A model for effective water protection is that of the small northeastern U.S. state of Vermont, says Barlow. Water there belongs to all the people of the state and the government oversees its distribution.
The state issues permits for water use, with first priority going to people, nature and agriculture. Industrial uses are second, and the government has the right to deny water access to companies that pollute.
Looking to the future and the potential for millions of climate refugees, Barlow believes that most of those forced to relocate will be due to lack of water.
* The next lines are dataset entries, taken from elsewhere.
PR #267, opened 2021-01-11
comment out namelist.diag

denizural:
Hi @mandresm, I think FESOM-2 does not have namelist.diag anymore, right? I am getting some errors with AWICM when it uses FESOM 2 (eg. AWICM-2). Could you please have a look at that.

FESOM 2 GitHub:
https://github.com/FESOM/fesom2/tree/master/config


mandresm (changes requested):
I think that is again an issue with the versioning of FESOM. First, I think it would be good to understand if there is any of the FESOM-2 version that we support that needs `namelist.diag`. If there is not we can go ahead and remove it, if there is we will need to added into the corresponding `choose_version` case (`add_namelist: [namelist.diag]`).

mandresm:
I checked that the `namelist.diag` does not exist in any FESOM-2 version and therefore can be safely removed without the need of a `choose_version` option.

PR #301, opened 2021-03-19
Feature/awicm3 refac esm environment

mandresm:


seb-wahl:
I'm fine with all the modifications except for the fact that you silently replaced "our" paths on juwels (e.g. `IO_LIB_ROOT` in `oifs...preprocess.sh`, compiler settings in`juwels.yaml`) on juwels with Jan's settings which will break things for us. I don't have a good solution on how to overcome this as we have to set SOME defaults.

mandresm:
Hi @seb-wahl, I thought about this and that we need to discuss this when we are ready to merge this branch into `geomar_awicm3` (I think we are not there yet), but when we are, we can organize another merging party to discuss all the conflicts.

With water excluded from the formal climate negotiations and the predominance of corporate interests, the best outcome in Copenhagen is a total failure, she said.
Petrella argues that peace, justice and democracy have never come from pricing common resources: “Commodification of carbon and privatisation of the atmosphere will cause enormous conflict and devastation.”
Source: Stephen Leahy, IPS, 17 Dec 2009
Commenting on COP-15 and the Copenhagen Accord, WaterAid commented on their web site that:
“The crucial subject of water didn’t even figure in the discussions and there were no real signs that Copenhagen’s delegates would make water adaptation strategies a priority.”
“It is clear from the Intergovernmental Panel on Climate Change (IPCC) that climate change will have significant impacts on water resources and access to drinking water and sanitation, but where and how these impacts will be felt is less clear. The projections for rainfall, evaporation and run-off show a high degree of variability across countries and regions. All these impacts, whether they are long-term water stress or an increased frequency of storms and flooding, will be keenly felt by those who have limited or no access to safe drinking water and adequate sanitation, pushing more and more into water poverty.”
“In response to this, WaterAid has developed its responses to minimise the impact.”
“The Copenhagen Accord promises to deliver $30bn of aid for developing nations over the next three years and outlines an aim of providing $100bn a year by 2020 to help poor countries cope with the impacts of climate change.”
“What remains to be seen is whether any of that aid will go towards supporting adaptation strategies to protect existing water and sanitation systems, as well as expanding access to climate-resilient water and sanitation services for all.”